As far as I know, Envoyer creates a new install in a separate directory when you deploy and only starts pointing there once everything is up and running. You can also easily roll back your deployments to the previous install/directory.

Forge uses the same install and only pulls in the changes (+ runs migrations and installs new packages) so everything is still happening to your live site in real time. This can potentially result in more downtime and trouble, e.g. if something goes wrong and you have to fix it or if your update is big, needs configuration etc. as it might require you to take down the site while you make the changes.

Robstar's avatar

Some deployments could cause downtime.

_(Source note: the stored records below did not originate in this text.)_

PR #434, opened 2017-10-18
incoming: use utils.parallel_map rather than futures

jd:


gnocchi/incoming/__init__.py
```diff
@@ -124,12 +121,11 @@ def add_measures_batch(self, metrics_and_measures):
         :param metrics_and_measures: A dict where keys
         are metrics and value are measure.
         """
-        with futures.ThreadPoolExecutor(max_workers=_NUM_WORKERS) as executor:
-            list(executor.map(
-                lambda args: self._store_new_measures(*args),
-                ((metric, self._encode_measures(measures))
-                 for metric, measures
-                 in six.iteritems(metrics_and_measures))))
+        utils.parallel_map(
```
chungg: so i'm thinking about memory usage here but does incoming need coordination? because this will load coordination code.

jd: It does not. I'll move coordination out.

jd:
Pull-request updated, HEAD is now 35b278379de9a7b0ee5b5e2c49d512834f4ab0c3

PR #436, opened 2017-10-20
Allow to rename archive policies

0livd:
This supersedes #389.

Archive policies can be renamed by issuing a PATCH request containing the new name.
The definition of an ap can also be patched along with the name within the same request.
Archive policies are now identified by id but their name must still be unique.

### DIFF
--- a/gnocchi/indexer/alembic/versions/71cfe62bcf98_use_an_id_as_primary_key_for_archive_.py
+++ b/gnocchi/indexer/alembic/versions/71cfe62bcf98_use_an_id_as_primary_key_for_archive_.py
@@ -1,0 +1,147 @@
+# Copyright 2017 The Gnocchi Developers
+#
+#    Licensed under the Apache License, Version 2.0 (the "License"); you may
+#    not use this file except in compliance with the License. You may obtain
+#    a copy of the License at
+#
+#         http://www.apache.org/licenses/LICENSE-2.0
+#
+#    Unless required by applicable law or agreed to in writing, software
+#    distributed under the License is distributed on an "AS IS" BASIS, WITHOUT
+#    WARRANTIES OR CONDITIONS OF ANY KIND, either express or implied. See the
+#    License for the specific language governing permissions and limitations
+#    under the License.
+#
+
+"""Use an id as primary key for archive policy
+
+Revision ID: 71cfe62bcf98
+Revises: 1e1a63d3d186
+Create Date: 2017-09-24 19:46:22.660503
+
+"""
+
+from alembic import op
+import sqlalchemy as sa
+import sqlalchemy_utils
+import uuid
+
+
+# revision identifiers, used by Alembic.
+revision = '71cfe62bcf98'
+down_revision = '1e1a63d3d186'
+branch_labels = None
+depends_on = None
+
+archive_policy_helper = sa.Table(
+    'archive_policy',
+    sa.MetaData(),
+    sa.Column('id', sqlalchemy_utils.types.uuid.UUIDType(binary=True),
+              primary_key=True),
+    sa.Column('name', sa.String(length=255), nullable=False, unique=True),
+)
+
+metric_helper = sa.Table(
+    'metric',
+    sa.MetaData(),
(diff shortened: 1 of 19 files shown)


gnocchi/indexer/alembic/versions/71cfe62bcf98_use_an_id_as_primary_key_for_archive_.py
```diff
@@ -0,0 +1,144 @@
...
+    if connection and connection.engine.name == "postgresql":
+        op.drop_constraint('archive_policy_pkey', 'archive_policy',
+                           type_='primary')
+        op.create_primary_key('archive_policy_pkey', 'archive_policy', ['id'])
+    op.create_foreign_key(
+        'fk_metric_ap_id_ap_id',
+        'metric',
+        'archive_policy',
+        ['archive_policy_id'],
+        ['id'])
```
sileht: ondelete='RESTRICT' is missing

gnocchi/indexer/alembic/versions/71cfe62bcf98_use_an_id_as_primary_key_for_archive_.py
```diff
@@ -0,0 +1,144 @@
...
+    op.create_foreign_key(
+        'fk_apr_ap_id_ap_id',
+        'archive_policy_rule',
+        'archive_policy',
+        ['archive_policy_id'],
+        ['id'])
```
sileht: Same here.

gnocchi/indexer/sqlalchemy_base.py
```diff
@@ -150,7 +150,9 @@ def process_result_value(self, value, dialect):
 class ArchivePolicy(Base, GnocchiBase, archive_policy.ArchivePolicy):
     __tablename__ = 'archive_policy'
 
-    name = sqlalchemy.Column(sqlalchemy.String(255), primary_key=True)
+    id = sqlalchemy.Column(sqlalchemy_utils.UUIDType(), primary_key=True)
+    name = sqlalchemy.Column(sqlalchemy.String(255), unique=True,
```
sileht: You need to create a index on name with __table_args__.

gnocchi/indexer/alembic/versions/71cfe62bcf98_use_an_id_as_primary_key_for_archive_.py
```diff
@@ -0,0 +1,144 @@
...
+    op.create_index('ix_ap_name', 'archive_policy', ['name'], unique=True)
```
sileht: According the failing postgresql tests, unique=True seems doesn't work.

0livd:
@sileht Thx for the review, tests are passing now :)

gnocchi/tests/functional/gabbits/base.yaml
```diff
@@ -61,14 +61,14 @@ tests:
   GET: $LOCATION
   status: 200
   response_json_paths:
-      $.archive_policy.name: test1
+      $.archive_policy_name: test1
```
jd: This changes the API so that's not good. Is there any reason you can't fetch the archive policy details with the metric and return it like before?

0livd: Some tests use ``archive_policy_name`` and others ``archive_policy.name`` but I removed the conditional block that chooses between both of them and arbitrarily chose to only keep archive_policy_name  https://github.com/gnocchixyz/gnocchi/pull/436/files#diff-9efde1e460b5fbbfdced1a5cd0b95814L205 . I first tried to replace it with the following block but with the other modifications I made, it is now always hitting the ``else``. I didn't find any way to keep the behavior of the previous conditional block... if you have any clue on that.

    if 'archive_policy' in unloaded:
       d['archive_policy_name'] = self.archive_policy.name
    else:
        d['archive_policy'] = self.archive_policy

jd:
This has not been updated in a while and needs rebasing. I'll close this PR as we want to leave the archive policy in the long run anyway.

Really, you're supposed to put your application into maintenance mode before deploying (php artisan down), pull in your code and then put the application up again (php artisan up).

When you deploy the way you describe you're deploying changes on a live site that real users are using.

Envoyer solves this in what I believe as the same to AWS's Elastic beanstalk, by creating a copy of your site when deploying. When the deployment has completed your web server then symlinks the document root to the newly created directly.

I use the free Envoy from https://laravel.com/docs/5.7/envoy to mimick the above. I'm sure Envoyer has other benenfots and does a lot more. But for simple deployments without downtime Envoy is fine.

skoobi's avatar

I noticed if your quick and refresh the page while it just finishes pushing code to forge it sometimes has downtime, But it is very minimal, almost only for a second.